Print

Please login or register.
1 Hour 1 Day 1 Week 1 Month Forever
Login with username, password and session length

[dacker]

• My family's primary PC has four users accounts, 3 are Standard Users and mine is Admin
• My DNS-323 has four corresponding directories, one for each Windows User, plus a "Public" directory
• I would like each Standard User to have read/write permission on their own directory and on the Public directory but have no access of any kind to any other directories.  As the Admin for both the PC and the NAS drive, I want to retain complete access to everything.
• I also want all four accounts to be able to access the NAS drive as described above seamlessly, without having to login to the NAS drive as an extra step.

What's the best/easiest way to set this up? Should I be doing this via Windows security, the NAS drive's User controls, or a combo of both?  I know just enough to be dangerous, so I'd appreciate an expanded explanation.

Thanks!

[jhtopping]

I would start by using the web interface and go to Advanced-> Users / Groups and add a user for each family member.  Next I would create a group for each family member AND a group named Public.  Next, I would add each user to the the proper group with the desired Read/Write permissions.  When done, the Group List would look like the following.
    NO.       Group Name     User Name
       1        Father             Father
       2        Mother            Mother
       3        Daughter         Daughter
       4        Son                Son
       5        Public             Father, Mother, Daughter, Son

Under Windows you would need to create 5 Mapped drives with the drive letters F:, M:, D:, S: and P:.
I would hope that Windows would allow you, as Admin, the ability to restrict the drives that can be accessed by each user.

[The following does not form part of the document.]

PR #2557, opened 2022-07-04
[feat] Build configuration incrementally by allowing to combine multiple configuration files

### LINKED ISSUE #1725: Support configuration scopes
Quoting from @akesandgren:

> It would be somewhat more user friendly if it augmented the settings.py from the user with the core/settings.py. Although I would prefer if it did read and augment config files in the order -C, $HOME/..., the other ones from "Locating the Configuration File", core/settings.py.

This should get you started.

[Steve Pitts]

Not the OP, but how do you achieve your suggested configuration?? I am using v1.10 firmware, which I guess may play into this issue, but I can only assign each user to a single group

[jhtopping]

When you are in Users / Groups, select the Group option and you can create a new group.  When the groups are created, use the Group Settings section to select a user, then select the desired group from the drop-down list and finally select Add function to the right of the list of users.  Finally, review the two lists at the bottom of the page.

[Steve Pitts]

I do all of that and each user is only a member of the last group they were added into not all of them.

[jhtopping]

It is a good thing I am not a betting person, Steve is correct.  I have never had a reason to try this, but it does appear that a user can not be a member of two different groups, at least when viewed through the web interface.

@Steve Pitts, since you are running fun_plug 0.5, can you confirm what is happening under the covers?

Updated 11/09/11.  On my primary 323 unit, I have two and one group.  The Group List at the bottom of the page will show both user names.  

On a test/backup 323 unit, I created four users and four groups and then added different users to multiple groups.  When I tried different things the information reported in the User List and Group List would change.  It appears to me that the Web User Interface has a buffer space problem and is not able to create accurate user and group lists.  JHT

[Steve Pitts]

since you are running fun_plug 0.5, can you confirm what is happening under the covers?

Ooh, a challenge

Just because I'm running funplug doesn't mean that I know my way around Linux, but you have just forced me to expand my knowledge a little bit, and the more that I read about Unix/Linux users, groups and file permissions, the more it makes sense that a user is restricted to a single group.

Anyone that knows more about Linux, especially the implementation on the DNS-323, is welcome to correct me, but from my reading it seems that each file is associated with a single user and a single group and that each user has a default (primary) group associated with it. Whilst it is possible (through the command line tools) to assign a user to multiple groups (and indeed, on my unit, all users are associated with a group allaccount, with a group id of 100, as well as the one it is assigned to by the web interface) the remotely connected user is going to have no way of changing their primary group and thus only that group is going to matter when they are trying to access files over the network.

It appears to me that the Web User Interface has a buffer space problem and is not able to create accurate user and group lists

No idea whether it is a buffer space issue, or something else, but on my system the list of groups displayed by the web interface doesn't tie up with what is in /etc/groups but also isn't restricted to the groups mentioned in /etc/passwd, so I'm at a loss as to where it gets the list from. I've tried having a dig around in the ASP source that drives that page but I can't figure out where it gets the functions that it uses to display the two lists, as they don't seem to be anywhere within the page or either of the Javascript files it pulls in.